Exercise aim:
Although the data below holds other lines too, output only those from the line with "up and disappears.**" up to and including the line with "expect to happen:**", exactly as they appear.

Input:
"""

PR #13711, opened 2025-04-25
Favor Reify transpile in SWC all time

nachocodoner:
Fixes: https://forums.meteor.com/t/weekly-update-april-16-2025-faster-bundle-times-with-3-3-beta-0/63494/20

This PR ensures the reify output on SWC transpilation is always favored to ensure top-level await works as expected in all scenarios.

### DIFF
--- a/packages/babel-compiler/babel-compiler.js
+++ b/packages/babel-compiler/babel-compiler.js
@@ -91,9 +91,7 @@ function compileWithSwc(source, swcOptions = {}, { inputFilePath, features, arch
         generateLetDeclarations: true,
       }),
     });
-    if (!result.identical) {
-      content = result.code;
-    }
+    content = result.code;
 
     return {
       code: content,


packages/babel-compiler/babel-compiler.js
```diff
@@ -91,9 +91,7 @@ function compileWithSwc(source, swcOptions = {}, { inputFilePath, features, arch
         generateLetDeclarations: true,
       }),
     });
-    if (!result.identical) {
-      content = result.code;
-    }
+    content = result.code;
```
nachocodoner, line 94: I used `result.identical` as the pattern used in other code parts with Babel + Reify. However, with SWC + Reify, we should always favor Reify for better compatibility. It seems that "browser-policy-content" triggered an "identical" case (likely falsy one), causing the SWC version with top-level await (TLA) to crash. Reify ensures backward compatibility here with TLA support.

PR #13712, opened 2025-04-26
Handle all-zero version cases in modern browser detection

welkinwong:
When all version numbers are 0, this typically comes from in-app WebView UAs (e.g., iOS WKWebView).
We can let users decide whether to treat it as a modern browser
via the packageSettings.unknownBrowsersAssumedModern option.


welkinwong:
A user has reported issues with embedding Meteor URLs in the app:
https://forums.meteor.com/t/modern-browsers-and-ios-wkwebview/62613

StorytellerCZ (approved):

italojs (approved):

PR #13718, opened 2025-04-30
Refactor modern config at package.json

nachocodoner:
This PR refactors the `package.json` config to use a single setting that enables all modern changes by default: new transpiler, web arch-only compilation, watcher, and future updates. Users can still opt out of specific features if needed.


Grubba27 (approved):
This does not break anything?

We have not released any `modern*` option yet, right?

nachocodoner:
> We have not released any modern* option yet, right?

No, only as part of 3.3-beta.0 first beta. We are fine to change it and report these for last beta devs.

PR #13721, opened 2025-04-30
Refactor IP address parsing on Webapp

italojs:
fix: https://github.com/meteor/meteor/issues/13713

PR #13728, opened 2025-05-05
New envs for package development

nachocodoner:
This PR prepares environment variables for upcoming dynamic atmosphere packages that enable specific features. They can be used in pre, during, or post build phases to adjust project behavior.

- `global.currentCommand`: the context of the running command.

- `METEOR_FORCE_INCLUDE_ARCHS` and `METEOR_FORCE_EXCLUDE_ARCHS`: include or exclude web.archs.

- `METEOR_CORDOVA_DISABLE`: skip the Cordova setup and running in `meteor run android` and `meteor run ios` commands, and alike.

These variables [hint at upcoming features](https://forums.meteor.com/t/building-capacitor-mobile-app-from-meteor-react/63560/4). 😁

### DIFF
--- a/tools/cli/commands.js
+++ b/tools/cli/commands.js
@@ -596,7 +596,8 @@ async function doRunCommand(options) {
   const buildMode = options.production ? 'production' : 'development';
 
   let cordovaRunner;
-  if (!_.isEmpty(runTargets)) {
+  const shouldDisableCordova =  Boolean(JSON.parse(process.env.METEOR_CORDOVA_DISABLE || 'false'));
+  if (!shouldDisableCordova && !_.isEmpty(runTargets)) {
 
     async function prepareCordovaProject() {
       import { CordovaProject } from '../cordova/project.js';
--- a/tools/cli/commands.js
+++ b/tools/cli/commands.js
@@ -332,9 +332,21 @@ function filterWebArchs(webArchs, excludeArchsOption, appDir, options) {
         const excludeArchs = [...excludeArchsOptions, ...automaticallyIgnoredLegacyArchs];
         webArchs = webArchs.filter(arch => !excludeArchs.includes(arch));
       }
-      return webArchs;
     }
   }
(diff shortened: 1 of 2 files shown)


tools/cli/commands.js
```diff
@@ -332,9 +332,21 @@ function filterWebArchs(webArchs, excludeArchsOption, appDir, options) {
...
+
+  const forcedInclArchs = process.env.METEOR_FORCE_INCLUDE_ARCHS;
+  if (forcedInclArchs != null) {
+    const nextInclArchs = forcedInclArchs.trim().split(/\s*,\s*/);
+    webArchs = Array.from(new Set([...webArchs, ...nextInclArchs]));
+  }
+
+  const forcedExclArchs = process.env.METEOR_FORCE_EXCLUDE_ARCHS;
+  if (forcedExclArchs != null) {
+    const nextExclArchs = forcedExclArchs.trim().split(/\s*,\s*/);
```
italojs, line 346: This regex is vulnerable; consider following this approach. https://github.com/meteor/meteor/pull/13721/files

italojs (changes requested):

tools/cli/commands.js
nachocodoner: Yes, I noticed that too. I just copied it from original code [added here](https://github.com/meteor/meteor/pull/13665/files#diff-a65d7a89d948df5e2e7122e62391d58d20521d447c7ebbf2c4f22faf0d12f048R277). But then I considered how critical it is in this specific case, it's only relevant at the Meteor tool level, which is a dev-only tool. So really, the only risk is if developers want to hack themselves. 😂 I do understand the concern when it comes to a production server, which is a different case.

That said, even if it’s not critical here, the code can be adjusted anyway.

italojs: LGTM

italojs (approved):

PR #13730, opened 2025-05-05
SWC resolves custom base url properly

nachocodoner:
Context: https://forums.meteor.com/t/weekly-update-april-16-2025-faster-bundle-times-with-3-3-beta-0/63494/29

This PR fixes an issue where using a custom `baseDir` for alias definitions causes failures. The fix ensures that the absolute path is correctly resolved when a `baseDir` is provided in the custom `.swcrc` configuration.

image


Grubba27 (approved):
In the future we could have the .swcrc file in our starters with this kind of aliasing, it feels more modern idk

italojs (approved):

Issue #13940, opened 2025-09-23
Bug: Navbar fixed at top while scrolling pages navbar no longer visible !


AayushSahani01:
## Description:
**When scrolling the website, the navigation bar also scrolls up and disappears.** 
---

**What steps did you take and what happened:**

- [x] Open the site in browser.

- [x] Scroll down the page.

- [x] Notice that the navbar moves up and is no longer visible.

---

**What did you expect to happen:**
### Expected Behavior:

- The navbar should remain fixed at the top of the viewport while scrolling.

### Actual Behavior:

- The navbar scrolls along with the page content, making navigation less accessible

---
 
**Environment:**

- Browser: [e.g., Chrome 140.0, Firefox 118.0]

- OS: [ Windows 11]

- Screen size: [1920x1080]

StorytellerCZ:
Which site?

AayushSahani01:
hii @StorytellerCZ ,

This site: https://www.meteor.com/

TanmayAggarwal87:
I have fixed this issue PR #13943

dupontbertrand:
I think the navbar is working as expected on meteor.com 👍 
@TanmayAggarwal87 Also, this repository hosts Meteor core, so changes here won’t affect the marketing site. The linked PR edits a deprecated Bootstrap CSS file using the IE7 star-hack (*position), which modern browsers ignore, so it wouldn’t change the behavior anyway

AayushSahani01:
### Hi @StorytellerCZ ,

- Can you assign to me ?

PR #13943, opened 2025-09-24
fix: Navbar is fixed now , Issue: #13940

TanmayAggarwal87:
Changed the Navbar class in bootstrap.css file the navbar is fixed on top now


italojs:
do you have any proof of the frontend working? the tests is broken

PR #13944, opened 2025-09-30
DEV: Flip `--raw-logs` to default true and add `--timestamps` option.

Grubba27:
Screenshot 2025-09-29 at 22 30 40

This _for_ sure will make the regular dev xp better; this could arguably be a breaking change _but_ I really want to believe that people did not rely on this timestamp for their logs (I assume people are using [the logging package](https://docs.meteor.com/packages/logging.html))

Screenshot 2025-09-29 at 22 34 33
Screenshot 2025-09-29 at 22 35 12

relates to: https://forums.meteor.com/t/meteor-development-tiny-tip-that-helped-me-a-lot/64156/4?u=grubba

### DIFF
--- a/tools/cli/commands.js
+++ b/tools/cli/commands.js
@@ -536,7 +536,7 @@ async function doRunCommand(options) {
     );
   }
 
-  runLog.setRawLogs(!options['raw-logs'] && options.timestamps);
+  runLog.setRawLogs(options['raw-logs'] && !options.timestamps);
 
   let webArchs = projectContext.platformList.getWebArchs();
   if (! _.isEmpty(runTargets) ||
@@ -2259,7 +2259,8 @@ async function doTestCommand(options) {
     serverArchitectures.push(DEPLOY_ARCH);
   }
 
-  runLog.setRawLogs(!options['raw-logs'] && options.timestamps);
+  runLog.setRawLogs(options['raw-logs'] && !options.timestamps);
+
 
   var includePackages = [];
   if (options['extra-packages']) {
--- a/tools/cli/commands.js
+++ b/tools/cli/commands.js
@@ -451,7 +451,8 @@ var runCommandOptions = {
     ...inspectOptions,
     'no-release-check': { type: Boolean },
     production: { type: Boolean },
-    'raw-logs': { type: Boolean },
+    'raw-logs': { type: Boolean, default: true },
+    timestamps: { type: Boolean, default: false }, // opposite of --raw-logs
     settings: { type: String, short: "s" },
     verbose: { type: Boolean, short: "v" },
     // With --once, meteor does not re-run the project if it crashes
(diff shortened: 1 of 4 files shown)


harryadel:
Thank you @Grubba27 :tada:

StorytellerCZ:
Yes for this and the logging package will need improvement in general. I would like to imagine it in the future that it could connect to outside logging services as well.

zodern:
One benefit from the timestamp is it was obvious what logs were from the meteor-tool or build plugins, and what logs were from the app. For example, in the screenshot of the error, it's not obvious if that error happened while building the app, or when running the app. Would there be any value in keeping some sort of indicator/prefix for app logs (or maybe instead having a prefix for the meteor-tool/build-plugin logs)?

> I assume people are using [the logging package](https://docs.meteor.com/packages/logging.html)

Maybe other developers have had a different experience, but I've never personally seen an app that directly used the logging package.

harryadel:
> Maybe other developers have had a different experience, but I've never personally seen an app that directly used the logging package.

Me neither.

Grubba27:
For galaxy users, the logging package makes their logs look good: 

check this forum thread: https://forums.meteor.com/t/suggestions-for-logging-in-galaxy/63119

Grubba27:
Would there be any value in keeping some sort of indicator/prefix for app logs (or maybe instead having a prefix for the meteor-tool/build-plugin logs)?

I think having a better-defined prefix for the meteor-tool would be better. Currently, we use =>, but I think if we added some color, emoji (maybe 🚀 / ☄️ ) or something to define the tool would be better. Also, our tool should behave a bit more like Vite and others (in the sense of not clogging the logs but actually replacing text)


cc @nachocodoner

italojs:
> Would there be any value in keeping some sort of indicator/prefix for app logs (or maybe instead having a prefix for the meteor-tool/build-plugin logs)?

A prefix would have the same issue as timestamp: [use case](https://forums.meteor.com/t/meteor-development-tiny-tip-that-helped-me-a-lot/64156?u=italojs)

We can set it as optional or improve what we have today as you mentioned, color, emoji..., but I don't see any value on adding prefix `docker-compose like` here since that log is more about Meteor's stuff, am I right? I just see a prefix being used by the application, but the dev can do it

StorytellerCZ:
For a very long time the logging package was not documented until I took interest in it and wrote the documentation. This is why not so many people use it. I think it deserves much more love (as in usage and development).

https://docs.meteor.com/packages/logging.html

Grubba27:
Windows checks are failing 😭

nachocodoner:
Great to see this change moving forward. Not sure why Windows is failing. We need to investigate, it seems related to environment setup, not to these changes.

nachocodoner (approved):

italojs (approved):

"""

Answer space:
**When scrolling the website, the navigation bar also scrolls up and disappears.** 
---

**What steps did you take and what happened:**

- [x] Open the site in browser.

- [x] Scroll down the page.

- [x] Notice that the navbar moves up and is no longer visible.

---

**What did you expect to happen:**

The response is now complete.